Ahead of him, sunlight was dazzling on the waters of the canal that lapped against the sea wall. Even the dark sunglasses he was wearing couldn’t entirely protect his eyes from the glare of the bay beyond.
There was a banyan tree beside the patio, its gnarled branches almost invisible beneath trailing blossoms of flowering vines. His father’s sailing dinghy was tied to the dock, rocking gently at its mooring. He could smell the dampness of the vegetation growing out of the waterway and the unmistakeable scent of the sea.
It was all very beautiful and very peaceful, but Matt had had enough of being treated like an invalid. To begin with, it had been quite pleasant to be waited on hand and foot, but now his mother was beginning to get on his nerves. She made no attempt to hide her disapproval when he went and bench-pressed his own weight in the gym. She really didn’t want to accept that he was feeling fine.
As witness her reluctance to let him use a computer.
His own laptop and phone had been stolen while he was in the hospital in Caracas, and to begin with he couldn’t have cared less. The tropical fever that had struck him down during his trip to Venezuela had been very unpleasant, and he’d needed all his strength to defeat it. But his mother wouldn’t accept that he was over that now, and she was doing everything in her power to keep him here in Coral Gables.
The only fly in her ointment was that his father had abandoned his retirement and taken over the New York office of Novak Oil Exploration and Shipping again. Matt’s job until three months ago.
He scowled. Not that he objected to that. He’d already decided that spending the rest of his life in a boardroom wasn’t for him. Now he had to convince his parents of the fact.
However that wasn’t all that was bugging him at this moment. Despite the many emails he’d asked his mother to send to his estranged wife who lived in London, Joanna hadn’t responded to any of them.
Yes, she was probably still mad at him. He got that. But didn’t she care now if he lived or died? It seemed not, and, although he had replaced his iPhone, she’d changed her number after their separation.
He could have rung the gallery where she was working, but he had no desire to speak to David Bellamy. He had more pride than to admit he didn’t have his wife’s new number. But he was planning to leave for London at the end of the week. The sooner he could speak to her in person, the better.
The sound of a car’s engine broke the silence.

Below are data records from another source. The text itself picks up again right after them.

PR #243, opened 2021-02-25
add brainflow array class to cpp binding

Andrey1994:

### DIFF
--- a/cpp-package/src/data_filter.cpp
+++ b/cpp-package/src/data_filter.cpp
@@ -77,7 +77,7 @@ double *DataFilter::perform_downsampling (
 }
 
 std::pair<double *, int *> DataFilter::perform_wavelet_transform (
-    double *data, int data_len, char *wavelet, int decomposition_level)
+    double *data, int data_len, std::string wavelet, int decomposition_level)
 {
     if (data_len <= 0)
     {
@@ -88,8 +88,8 @@ std::pair<double *, int *> DataFilter::perform_wavelet_transform (
     double *wavelet_output = new double[data_len +
         2 * decomposition_level * (40 + 1)]; // I get this formula from wavelib sources
     int *decomposition_lengths = new int[decomposition_level + 1];
-    int res = ::perform_wavelet_transform (
-        data, data_len, wavelet, decomposition_level, wavelet_output, decomposition_lengths);
+    int res = ::perform_wavelet_transform (data, data_len, const_cast<char *> (wavelet.c_str ()),
+        decomposition_level, wavelet_output, decomposition_lengths);
     if (res != (int)BrainFlowExitCodes::STATUS_OK)
     {
         delete[] wavelet_output;
@@ -100,7 +100,7 @@ std::pair<double *, int *> DataFilter::perform_wavelet_transform (
 }
 
 double *DataFilter::perform_inverse_wavelet_transform (std::pair<double *, int *> wavelet_output,
-    int original_data_len, char *wavelet, int decomposition_level)
+    int original_data_len, std::string wavelet, int decomposition_level)
 {
     if (original_data_len <= 0)
     {
@@ -109,8 +109,9 @@ double *DataFilter::perform_inverse_wavelet_transform (std::pair<double *, int *
     }
 
     double *original_data = new double[original_data_len];
-    int res = ::perform_inverse_wavelet_transform (wavelet_output.first, original_data_len, wavelet,
-        decomposition_level, wavelet_output.second, original_data);
+    int res = ::perform_inverse_wavelet_transform (wavelet_output.first, original_data_len,
+        const_cast<char *> (wavelet.c_str ()), decomposition_level, wavelet_output.second,
+        original_data);
     if (res != (int)BrainFlowExitCodes::STATUS_OK)
     {
         delete[] original_data;
@@ -120,9 +121,10 @@ double *DataFilter::perform_inverse_wavelet_transform (std::pair<double *, int *
 }
 
 void DataFilter::perform_wavelet_denoising (
-    double *data, int data_len, char *wavelet, int decomposition_level)
+    double *data, int data_len, std::string wavelet, int decomposition_level)
 {
-    int res = ::perform_wavelet_denoising (data, data_len, wavelet, decomposition_level);
+    int res = ::perform_wavelet_denoising (
+        data, data_len, const_cast<char *> (wavelet.c_str ()), decomposition_level);
     if (res != (int)BrainFlowExitCodes::STATUS_OK)
     {
         throw BrainFlowException ("failed to perform wavelet denoising", res);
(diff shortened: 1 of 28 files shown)


xloem:
Andrey thanks for the review request ... it's hard to sift through the formatting changes all over the code to find the impactful ones; where do I look to see the bulk of the work?

Andrey1994:
I will check valgrind issue also, have not run it locally yet.
There is only one minor code style change in templates, most of the changes about using c++ objects instead raw pointers. 

The most important change here is BrainFlowArray class, its inspired by smth like numpy. Idea is to store all data from ndarray in continuous memory chunk. https://github.com/brainflow-dev/brainflow/blob/1f49cb828a95f44ddfffcebc5b237acb8e0b35bc/cpp-package/src/inc/brainflow_array.h

Andrey1994:
And I am thinking about adding such ndarray implementation for some other languages, it should increase perf and avoid reshaping/memcpy for some algorithms. 

Problem which it should solve:

you can pass only 1d array from java\python\c#\etc to c++. But for some methods we need to pass 2d\3d arrays, it means that we need to reshape and copy data each time we call them.  If we represent array like here we dont need to reshape because its continuous from the box

Andrey1994:
valgrind issue looks like an error in move constructor in BrainFlow array, should use memove instead memcpy and free data array

xloem:
no need to memcpy on move constructor, you can just reassign the pointer

cpp-package/src/inc/brainflow_array.h
```diff
@@ -0,0 +1,468 @@
...
+
+    return result;
+}
+
+template <size_t N>
+static inline std::array<int, N> zero_array ()
+{
+    std::array<int, N> result;
+
+    for (int i = 0; i < N; i++)
```
xloem, line 37: If you wanted, you could use [`result.fill(0)`](https://en.cppreference.com/w/cpp/container/array/fill) here instead of a for loop.  This would let the standard library use an implementation optimised for the platform.

cpp-package/src/inc/brainflow_array.h
```diff
@@ -0,0 +1,468 @@
...
+    {
+        result[i] = 0;
+    }
+
+    return std::move (result);
```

Matt stiffened, wondering who was visiting his mother today. Then he remembered. His sister, Sophie, who was staying with them at the moment, had gone into Miami to see one of her friends off at the airport. He thought the engine was that of his mother’s little Mazda, but, at the sound of more than one pair of footsteps coming along the paved pathway from the front of the house, he wondered who the hell Sophie had brought back with her.
Not another woman for him to admire, he hoped. He’d had his fill of his mother’s attempts to interest him in some well-connected girl. He and Joanna might be having their problems, but they were still married and he firmly believed they’d eventually work their issues out.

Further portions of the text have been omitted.